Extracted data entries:
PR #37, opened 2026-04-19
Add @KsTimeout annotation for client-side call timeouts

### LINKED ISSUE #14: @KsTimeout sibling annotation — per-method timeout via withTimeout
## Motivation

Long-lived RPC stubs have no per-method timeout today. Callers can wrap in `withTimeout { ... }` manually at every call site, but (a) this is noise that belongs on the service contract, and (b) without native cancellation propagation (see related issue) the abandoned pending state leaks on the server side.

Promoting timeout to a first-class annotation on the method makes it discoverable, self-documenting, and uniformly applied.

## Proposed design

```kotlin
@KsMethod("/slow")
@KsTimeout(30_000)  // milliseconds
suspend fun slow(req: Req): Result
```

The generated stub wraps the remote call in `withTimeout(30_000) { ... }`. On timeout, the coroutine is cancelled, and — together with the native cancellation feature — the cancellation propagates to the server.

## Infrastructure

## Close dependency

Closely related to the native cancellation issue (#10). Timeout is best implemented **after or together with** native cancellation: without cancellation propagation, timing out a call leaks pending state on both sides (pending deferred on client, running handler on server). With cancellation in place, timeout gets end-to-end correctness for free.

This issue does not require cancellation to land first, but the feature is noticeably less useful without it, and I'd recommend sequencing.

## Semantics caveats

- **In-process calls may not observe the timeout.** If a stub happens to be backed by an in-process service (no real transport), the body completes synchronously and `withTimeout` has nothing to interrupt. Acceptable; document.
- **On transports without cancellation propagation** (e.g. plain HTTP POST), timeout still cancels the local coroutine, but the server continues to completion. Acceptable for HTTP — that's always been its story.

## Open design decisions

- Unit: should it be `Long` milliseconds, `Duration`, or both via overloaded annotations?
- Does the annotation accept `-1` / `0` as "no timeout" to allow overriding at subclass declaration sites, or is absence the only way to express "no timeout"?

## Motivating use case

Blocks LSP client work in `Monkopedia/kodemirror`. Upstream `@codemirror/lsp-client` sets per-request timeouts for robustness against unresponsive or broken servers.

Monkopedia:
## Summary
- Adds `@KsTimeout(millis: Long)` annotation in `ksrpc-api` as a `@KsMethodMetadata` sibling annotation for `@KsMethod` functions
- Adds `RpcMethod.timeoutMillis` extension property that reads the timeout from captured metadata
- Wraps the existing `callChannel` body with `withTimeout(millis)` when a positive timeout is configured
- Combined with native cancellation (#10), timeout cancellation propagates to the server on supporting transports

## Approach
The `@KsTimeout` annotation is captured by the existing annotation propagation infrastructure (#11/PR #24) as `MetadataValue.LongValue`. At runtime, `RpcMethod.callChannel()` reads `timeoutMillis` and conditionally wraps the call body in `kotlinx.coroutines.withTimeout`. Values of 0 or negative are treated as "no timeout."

• [PROBLEM TO WORK ON]: Retype each line above exactly as written.

• [WRITTEN SOLUTION]:
PR #37, opened 2026-04-19
Add @KsTimeout annotation for client-side call timeouts

### LINKED ISSUE #14: @KsTimeout sibling annotation — per-method timeout via withTimeout
## Motivation

Long-lived RPC stubs have no per-method timeout today. Callers can wrap in `withTimeout { ... }` manually at every call site, but (a) this is noise that belongs on the service contract, and (b) without native cancellation propagation (see related issue) the abandoned pending state leaks on the server side.

Promoting timeout to a first-class annotation on the method makes it discoverable, self-documenting, and uniformly applied.

## Proposed design

```kotlin
@KsMethod("/slow")
@KsTimeout(30_000)  // milliseconds
suspend fun slow(req: Req): Result
```

The generated stub wraps the remote call in `withTimeout(30_000) { ... }`. On timeout, the coroutine is cancelled, and — together with the native cancellation feature — the cancellation propagates to the server.

## Infrastructure

## Close dependency

Closely related to the native cancellation issue (#10). Timeout is best implemented **after or together with** native cancellation: without cancellation propagation, timing out a call leaks pending state on both sides (pending deferred on client, running handler on server). With cancellation in place, timeout gets end-to-end correctness for free.

This issue does not require cancellation to land first, but the feature is noticeably less useful without it, and I'd recommend sequencing.

## Semantics caveats

- **In-process calls may not observe the timeout.** If a stub happens to be backed by an in-process service (no real transport), the body completes synchronously and `withTimeout` has nothing to interrupt. Acceptable; document.
- **On transports without cancellation propagation** (e.g. plain HTTP POST), timeout still cancels the local coroutine, but the server continues to completion. Acceptable for HTTP — that's always been its story.

## Open design decisions

- Unit: should it be `Long` milliseconds, `Duration`, or both via overloaded annotations?
- Does the annotation accept `-1` / `0` as "no timeout" to allow overriding at subclass declaration sites, or is absence the only way to express "no timeout"?

## Motivating use case

Blocks LSP client work in `Monkopedia/kodemirror`. Upstream `@codemirror/lsp-client` sets per-request timeouts for robustness against unresponsive or broken servers.

Monkopedia:
## Summary
- Adds `@KsTimeout(millis: Long)` annotation in `ksrpc-api` as a `@KsMethodMetadata` sibling annotation for `@KsMethod` functions
- Adds `RpcMethod.timeoutMillis` extension property that reads the timeout from captured metadata
- Wraps the existing `callChannel` body with `withTimeout(millis)` when a positive timeout is configured
- Combined with native cancellation (#10), timeout cancellation propagates to the server on supporting transports

## Approach
The `@KsTimeout` annotation is captured by the existing annotation propagation infrastructure (#11/PR #24) as `MetadataValue.LongValue`. At runtime, `RpcMethod.callChannel()` reads `timeoutMillis` and conditionally wraps the call body in `kotlinx.coroutines.withTimeout`. Values of 0 or negative are treated as "no timeout."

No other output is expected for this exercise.